[DATA FOR ANALYSIS]

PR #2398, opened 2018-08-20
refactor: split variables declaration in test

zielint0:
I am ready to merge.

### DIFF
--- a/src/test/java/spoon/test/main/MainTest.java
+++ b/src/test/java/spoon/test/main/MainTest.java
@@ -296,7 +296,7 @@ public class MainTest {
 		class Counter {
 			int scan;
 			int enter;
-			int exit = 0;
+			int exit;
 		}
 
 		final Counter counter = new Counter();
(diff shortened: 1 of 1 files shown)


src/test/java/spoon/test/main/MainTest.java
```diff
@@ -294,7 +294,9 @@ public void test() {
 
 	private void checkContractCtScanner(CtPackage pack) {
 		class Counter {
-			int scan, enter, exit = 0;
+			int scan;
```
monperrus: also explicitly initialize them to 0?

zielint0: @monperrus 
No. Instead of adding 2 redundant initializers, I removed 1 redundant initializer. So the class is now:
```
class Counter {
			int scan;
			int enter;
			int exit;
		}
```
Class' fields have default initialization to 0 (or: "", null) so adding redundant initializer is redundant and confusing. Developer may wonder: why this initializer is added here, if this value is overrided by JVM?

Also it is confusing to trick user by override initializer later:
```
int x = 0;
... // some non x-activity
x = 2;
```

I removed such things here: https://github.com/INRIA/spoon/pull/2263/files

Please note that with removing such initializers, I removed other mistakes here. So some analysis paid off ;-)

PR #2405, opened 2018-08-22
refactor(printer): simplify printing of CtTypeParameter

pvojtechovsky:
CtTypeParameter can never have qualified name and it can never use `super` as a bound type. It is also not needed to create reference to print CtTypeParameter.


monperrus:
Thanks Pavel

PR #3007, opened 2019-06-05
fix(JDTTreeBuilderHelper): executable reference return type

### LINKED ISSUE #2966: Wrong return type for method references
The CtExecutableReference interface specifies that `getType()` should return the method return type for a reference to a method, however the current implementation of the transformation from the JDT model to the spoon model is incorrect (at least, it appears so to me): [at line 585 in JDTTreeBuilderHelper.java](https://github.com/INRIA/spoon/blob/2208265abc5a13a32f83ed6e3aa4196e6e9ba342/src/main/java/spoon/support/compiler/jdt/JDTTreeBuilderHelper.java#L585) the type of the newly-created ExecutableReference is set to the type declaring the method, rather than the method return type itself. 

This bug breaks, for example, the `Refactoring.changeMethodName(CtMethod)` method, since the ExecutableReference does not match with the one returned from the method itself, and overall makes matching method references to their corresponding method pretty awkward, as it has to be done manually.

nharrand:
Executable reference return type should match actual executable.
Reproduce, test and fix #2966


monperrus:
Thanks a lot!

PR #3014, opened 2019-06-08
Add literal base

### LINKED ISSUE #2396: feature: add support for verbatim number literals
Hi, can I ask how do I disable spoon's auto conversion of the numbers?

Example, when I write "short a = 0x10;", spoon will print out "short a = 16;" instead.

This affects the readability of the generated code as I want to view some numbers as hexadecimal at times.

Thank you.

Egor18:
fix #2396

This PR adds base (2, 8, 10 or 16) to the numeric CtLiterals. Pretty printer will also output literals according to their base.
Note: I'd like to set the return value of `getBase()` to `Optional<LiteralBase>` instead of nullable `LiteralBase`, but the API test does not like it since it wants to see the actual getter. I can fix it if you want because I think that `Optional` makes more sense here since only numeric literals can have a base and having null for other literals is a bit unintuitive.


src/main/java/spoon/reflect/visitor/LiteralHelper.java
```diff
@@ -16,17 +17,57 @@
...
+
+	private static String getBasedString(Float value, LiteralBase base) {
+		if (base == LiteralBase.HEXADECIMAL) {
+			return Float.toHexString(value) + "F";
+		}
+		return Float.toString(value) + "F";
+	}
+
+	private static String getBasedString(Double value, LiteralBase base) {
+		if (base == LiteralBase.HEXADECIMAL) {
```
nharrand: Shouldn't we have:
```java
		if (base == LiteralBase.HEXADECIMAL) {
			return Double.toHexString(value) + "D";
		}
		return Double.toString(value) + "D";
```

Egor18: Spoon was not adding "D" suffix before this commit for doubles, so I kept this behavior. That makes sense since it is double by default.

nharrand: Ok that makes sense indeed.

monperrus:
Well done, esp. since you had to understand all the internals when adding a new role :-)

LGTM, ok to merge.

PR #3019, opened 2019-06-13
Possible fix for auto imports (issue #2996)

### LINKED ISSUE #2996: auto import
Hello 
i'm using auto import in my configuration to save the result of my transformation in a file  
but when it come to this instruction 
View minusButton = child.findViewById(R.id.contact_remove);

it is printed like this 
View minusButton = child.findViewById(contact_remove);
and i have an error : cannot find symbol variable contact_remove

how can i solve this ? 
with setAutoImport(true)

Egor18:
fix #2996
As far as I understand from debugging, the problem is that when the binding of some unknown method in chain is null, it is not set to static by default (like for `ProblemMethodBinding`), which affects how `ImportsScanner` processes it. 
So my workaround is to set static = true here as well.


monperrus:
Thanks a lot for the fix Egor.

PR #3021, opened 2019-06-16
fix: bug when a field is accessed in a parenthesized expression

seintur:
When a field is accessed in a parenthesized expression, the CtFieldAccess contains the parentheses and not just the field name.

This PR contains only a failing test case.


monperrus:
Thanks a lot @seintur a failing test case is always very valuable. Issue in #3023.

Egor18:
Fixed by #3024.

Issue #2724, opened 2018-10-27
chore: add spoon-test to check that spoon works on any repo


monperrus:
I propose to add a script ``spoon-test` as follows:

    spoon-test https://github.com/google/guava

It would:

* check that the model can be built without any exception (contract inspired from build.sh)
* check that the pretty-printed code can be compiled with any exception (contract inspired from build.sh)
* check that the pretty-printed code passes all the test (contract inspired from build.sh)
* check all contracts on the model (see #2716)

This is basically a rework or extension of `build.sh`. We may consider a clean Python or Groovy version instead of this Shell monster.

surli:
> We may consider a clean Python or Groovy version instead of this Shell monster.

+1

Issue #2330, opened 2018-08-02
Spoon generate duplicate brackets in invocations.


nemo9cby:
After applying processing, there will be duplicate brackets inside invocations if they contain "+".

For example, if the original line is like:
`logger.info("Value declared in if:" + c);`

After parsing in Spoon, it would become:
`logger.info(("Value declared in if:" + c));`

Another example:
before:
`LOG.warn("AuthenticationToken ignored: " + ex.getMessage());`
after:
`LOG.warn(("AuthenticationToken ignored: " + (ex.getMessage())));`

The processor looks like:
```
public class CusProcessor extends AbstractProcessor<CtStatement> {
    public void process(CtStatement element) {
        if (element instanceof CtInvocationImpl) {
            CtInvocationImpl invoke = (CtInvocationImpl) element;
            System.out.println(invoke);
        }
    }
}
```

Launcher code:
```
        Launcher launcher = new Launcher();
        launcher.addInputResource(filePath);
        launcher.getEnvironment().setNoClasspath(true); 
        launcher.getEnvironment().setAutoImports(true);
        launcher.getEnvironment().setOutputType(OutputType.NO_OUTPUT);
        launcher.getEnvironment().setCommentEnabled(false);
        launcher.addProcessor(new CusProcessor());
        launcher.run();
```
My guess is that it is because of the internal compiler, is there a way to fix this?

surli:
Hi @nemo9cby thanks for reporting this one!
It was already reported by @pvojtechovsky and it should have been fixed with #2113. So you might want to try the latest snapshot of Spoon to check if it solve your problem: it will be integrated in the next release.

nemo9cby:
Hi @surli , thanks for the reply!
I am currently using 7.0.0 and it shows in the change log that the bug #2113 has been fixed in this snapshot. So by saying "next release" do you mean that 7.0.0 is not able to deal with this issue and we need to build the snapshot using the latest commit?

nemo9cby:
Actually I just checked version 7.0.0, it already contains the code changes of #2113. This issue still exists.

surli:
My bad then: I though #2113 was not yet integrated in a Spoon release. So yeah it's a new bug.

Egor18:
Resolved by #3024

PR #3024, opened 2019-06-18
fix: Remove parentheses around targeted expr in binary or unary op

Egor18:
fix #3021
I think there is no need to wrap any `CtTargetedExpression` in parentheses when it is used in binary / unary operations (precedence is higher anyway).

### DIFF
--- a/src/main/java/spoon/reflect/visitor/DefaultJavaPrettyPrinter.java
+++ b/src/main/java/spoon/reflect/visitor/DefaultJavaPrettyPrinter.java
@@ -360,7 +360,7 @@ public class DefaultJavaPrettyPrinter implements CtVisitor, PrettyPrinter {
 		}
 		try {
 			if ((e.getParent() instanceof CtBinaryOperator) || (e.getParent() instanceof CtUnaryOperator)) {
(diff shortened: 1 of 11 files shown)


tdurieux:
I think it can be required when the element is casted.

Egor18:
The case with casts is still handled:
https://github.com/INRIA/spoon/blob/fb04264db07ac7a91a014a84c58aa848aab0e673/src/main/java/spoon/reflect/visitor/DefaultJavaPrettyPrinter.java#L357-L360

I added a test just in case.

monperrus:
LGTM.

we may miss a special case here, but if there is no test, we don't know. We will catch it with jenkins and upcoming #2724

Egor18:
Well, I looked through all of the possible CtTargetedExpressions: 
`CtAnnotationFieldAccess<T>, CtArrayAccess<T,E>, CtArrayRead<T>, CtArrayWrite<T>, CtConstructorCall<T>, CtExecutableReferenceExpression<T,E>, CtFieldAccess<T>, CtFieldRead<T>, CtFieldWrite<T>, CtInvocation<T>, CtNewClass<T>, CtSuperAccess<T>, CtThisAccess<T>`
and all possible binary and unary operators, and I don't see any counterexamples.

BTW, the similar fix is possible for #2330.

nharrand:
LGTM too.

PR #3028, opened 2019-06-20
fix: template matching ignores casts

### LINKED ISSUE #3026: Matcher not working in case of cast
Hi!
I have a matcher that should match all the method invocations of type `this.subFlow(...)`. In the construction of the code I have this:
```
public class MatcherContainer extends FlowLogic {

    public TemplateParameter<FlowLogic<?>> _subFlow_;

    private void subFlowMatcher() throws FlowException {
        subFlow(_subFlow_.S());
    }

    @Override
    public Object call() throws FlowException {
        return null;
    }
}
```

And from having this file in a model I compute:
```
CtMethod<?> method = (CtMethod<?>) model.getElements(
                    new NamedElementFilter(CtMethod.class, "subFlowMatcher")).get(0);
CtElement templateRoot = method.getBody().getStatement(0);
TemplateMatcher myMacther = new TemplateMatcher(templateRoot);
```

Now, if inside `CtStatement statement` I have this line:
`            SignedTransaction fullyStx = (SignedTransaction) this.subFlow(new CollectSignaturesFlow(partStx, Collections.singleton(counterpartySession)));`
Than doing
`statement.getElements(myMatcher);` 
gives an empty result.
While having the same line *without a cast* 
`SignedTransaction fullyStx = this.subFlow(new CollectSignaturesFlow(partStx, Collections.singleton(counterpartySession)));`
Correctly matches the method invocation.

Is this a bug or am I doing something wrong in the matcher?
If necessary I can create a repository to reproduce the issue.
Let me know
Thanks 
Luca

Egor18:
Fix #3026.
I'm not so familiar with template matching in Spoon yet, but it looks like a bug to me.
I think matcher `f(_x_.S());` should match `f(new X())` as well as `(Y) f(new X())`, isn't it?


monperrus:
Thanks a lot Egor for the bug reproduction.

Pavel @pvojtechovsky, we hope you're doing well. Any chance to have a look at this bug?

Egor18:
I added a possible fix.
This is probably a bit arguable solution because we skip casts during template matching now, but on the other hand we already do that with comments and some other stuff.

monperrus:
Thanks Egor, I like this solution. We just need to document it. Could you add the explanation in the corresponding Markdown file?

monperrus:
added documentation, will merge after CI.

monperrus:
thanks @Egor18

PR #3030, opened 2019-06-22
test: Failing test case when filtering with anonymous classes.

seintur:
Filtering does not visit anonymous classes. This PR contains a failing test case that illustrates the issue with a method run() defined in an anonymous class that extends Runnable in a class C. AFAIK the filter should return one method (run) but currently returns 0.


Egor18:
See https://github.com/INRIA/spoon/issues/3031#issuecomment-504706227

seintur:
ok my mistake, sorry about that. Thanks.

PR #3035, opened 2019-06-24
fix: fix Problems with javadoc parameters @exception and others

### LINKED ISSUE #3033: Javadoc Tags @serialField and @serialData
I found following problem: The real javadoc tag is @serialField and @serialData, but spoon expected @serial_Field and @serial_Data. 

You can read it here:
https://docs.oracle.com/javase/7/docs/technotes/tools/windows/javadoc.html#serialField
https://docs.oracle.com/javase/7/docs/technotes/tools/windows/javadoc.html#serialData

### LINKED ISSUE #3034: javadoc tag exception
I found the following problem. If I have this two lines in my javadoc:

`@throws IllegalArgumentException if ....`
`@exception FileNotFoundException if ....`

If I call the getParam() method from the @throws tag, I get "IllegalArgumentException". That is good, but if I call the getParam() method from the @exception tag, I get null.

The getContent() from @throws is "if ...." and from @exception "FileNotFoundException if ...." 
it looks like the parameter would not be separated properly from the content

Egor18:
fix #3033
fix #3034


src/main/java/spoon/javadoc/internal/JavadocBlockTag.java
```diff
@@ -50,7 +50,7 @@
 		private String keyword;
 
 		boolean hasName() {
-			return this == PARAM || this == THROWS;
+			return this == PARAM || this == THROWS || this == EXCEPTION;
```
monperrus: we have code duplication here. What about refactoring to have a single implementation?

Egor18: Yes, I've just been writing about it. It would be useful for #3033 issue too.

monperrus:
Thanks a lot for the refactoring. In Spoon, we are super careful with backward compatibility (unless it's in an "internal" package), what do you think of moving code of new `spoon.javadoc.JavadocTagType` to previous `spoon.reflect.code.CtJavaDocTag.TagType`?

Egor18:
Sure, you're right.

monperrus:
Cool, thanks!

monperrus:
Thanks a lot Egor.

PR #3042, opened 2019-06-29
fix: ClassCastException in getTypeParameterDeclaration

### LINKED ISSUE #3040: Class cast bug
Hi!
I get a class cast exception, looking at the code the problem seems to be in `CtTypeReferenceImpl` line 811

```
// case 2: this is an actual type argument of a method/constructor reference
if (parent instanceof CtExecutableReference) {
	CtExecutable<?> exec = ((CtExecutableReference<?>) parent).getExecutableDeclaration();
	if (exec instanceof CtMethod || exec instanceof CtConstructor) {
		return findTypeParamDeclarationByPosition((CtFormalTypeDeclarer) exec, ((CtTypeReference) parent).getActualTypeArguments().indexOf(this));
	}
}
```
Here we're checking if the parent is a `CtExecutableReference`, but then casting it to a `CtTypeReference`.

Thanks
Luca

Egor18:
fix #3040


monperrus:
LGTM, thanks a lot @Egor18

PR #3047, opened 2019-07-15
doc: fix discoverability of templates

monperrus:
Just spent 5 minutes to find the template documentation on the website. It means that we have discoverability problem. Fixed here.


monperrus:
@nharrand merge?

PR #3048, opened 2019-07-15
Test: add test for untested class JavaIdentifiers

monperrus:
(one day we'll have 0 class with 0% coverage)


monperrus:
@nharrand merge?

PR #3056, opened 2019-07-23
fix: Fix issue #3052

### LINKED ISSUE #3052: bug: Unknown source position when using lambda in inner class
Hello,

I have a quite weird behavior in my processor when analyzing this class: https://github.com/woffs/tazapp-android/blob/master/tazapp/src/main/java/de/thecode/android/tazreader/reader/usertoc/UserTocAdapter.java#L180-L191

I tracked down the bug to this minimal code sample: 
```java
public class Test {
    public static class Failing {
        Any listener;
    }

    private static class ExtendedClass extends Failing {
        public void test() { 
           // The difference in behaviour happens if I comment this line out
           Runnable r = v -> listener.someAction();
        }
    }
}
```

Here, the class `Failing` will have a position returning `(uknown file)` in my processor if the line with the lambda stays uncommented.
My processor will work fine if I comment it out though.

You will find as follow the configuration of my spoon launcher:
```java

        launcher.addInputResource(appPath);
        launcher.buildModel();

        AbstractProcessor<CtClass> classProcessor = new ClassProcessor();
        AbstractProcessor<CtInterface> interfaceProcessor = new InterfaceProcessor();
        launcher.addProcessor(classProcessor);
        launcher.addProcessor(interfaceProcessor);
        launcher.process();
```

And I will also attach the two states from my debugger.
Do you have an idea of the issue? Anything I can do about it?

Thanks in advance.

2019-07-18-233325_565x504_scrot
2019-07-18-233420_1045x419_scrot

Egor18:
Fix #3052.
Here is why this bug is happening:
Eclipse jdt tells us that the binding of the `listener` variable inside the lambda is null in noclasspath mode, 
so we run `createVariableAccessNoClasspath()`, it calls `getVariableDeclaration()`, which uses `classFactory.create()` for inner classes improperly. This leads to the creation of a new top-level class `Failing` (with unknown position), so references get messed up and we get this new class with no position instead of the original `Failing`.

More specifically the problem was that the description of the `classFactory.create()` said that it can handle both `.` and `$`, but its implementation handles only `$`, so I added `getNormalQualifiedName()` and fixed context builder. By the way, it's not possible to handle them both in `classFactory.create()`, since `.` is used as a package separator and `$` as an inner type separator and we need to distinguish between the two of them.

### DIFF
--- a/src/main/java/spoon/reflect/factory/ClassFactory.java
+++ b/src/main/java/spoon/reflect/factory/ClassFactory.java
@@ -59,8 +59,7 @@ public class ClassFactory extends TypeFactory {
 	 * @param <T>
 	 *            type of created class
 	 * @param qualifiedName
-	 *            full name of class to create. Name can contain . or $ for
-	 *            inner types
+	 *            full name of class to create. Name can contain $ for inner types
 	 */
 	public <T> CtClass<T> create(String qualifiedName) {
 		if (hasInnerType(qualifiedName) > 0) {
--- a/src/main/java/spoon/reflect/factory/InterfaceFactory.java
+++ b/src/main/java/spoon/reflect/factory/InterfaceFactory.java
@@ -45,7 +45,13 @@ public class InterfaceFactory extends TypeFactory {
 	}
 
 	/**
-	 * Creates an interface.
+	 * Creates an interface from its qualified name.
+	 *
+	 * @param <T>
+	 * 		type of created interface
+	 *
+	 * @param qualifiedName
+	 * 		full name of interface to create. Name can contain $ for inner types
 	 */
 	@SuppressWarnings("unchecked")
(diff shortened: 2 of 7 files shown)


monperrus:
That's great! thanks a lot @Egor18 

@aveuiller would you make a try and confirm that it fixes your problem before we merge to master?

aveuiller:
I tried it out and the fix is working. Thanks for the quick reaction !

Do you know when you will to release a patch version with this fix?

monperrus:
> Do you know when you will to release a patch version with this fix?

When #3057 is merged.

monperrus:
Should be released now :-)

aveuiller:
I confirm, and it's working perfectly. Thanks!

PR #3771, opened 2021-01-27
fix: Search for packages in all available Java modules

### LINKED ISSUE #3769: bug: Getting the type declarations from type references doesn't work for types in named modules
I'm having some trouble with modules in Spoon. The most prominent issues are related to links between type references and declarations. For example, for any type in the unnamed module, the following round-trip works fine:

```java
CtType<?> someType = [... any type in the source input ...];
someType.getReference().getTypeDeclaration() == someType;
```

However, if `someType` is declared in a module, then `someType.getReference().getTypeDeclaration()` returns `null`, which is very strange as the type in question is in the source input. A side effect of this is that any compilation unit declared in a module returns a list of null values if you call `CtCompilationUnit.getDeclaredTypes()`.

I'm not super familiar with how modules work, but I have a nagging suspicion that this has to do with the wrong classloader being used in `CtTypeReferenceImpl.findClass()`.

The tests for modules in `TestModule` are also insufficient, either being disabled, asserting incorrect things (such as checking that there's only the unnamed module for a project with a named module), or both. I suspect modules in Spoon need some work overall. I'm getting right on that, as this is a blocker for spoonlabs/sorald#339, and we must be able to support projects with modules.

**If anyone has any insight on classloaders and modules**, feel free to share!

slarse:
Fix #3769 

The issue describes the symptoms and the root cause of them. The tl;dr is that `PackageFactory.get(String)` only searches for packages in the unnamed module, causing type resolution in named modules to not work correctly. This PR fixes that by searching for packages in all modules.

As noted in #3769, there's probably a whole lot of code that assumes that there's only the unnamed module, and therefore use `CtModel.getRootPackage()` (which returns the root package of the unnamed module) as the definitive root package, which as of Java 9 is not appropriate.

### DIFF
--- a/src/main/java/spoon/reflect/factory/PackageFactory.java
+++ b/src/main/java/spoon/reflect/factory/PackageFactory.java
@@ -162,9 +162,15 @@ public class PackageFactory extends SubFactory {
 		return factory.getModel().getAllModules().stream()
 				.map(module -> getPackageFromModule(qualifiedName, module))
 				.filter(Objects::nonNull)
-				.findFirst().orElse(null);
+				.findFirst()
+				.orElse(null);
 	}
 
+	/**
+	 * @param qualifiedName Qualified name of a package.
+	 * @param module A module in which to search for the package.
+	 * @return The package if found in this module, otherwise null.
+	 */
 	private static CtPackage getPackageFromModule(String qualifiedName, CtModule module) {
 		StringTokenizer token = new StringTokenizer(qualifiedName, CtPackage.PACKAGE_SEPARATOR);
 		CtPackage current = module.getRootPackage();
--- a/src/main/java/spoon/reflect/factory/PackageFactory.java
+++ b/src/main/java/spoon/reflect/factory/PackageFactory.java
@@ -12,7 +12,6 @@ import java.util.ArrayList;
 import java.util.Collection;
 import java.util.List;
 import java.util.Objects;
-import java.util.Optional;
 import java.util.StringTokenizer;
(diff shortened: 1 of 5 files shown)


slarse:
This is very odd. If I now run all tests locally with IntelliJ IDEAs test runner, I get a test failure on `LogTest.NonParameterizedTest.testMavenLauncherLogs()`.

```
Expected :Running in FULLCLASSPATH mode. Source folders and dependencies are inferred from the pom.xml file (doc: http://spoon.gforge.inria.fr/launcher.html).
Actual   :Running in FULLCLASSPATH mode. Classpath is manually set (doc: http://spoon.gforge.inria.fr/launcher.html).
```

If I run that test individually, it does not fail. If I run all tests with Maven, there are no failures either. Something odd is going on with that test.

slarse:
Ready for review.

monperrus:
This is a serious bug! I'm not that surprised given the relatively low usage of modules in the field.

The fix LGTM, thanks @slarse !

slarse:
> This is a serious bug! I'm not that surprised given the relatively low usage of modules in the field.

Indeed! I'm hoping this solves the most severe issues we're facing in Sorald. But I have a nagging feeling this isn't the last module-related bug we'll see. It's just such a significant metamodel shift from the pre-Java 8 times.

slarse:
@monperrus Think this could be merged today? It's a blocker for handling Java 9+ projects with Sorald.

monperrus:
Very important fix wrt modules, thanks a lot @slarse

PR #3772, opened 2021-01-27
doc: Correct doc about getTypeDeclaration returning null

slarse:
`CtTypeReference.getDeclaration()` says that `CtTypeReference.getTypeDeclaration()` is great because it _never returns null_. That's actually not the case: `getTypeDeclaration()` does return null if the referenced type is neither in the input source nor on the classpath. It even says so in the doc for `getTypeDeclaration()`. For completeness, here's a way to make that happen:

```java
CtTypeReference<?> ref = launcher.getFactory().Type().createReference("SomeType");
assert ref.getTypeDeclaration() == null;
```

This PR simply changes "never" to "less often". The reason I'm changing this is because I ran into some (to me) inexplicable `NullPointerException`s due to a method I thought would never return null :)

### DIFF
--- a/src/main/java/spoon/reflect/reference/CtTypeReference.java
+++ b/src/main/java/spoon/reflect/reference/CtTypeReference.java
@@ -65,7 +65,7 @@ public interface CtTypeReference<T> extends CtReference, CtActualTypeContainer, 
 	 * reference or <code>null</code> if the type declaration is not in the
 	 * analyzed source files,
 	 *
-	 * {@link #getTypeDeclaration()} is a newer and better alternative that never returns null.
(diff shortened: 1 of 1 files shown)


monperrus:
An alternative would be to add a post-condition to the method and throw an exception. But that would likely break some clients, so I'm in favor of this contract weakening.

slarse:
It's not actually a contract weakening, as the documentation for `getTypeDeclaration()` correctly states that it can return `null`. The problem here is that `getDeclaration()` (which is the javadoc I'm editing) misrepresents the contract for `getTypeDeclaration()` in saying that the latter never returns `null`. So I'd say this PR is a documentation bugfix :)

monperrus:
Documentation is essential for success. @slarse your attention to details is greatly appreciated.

[/DATA FOR ANALYSIS]

Which of the lines above hold the word "listener"? Copy each one.

        Any listener;
           Runnable r = v -> listener.someAction();
Eclipse jdt tells us that the binding of the `listener` variable inside the lambda is null in noclasspath mode, 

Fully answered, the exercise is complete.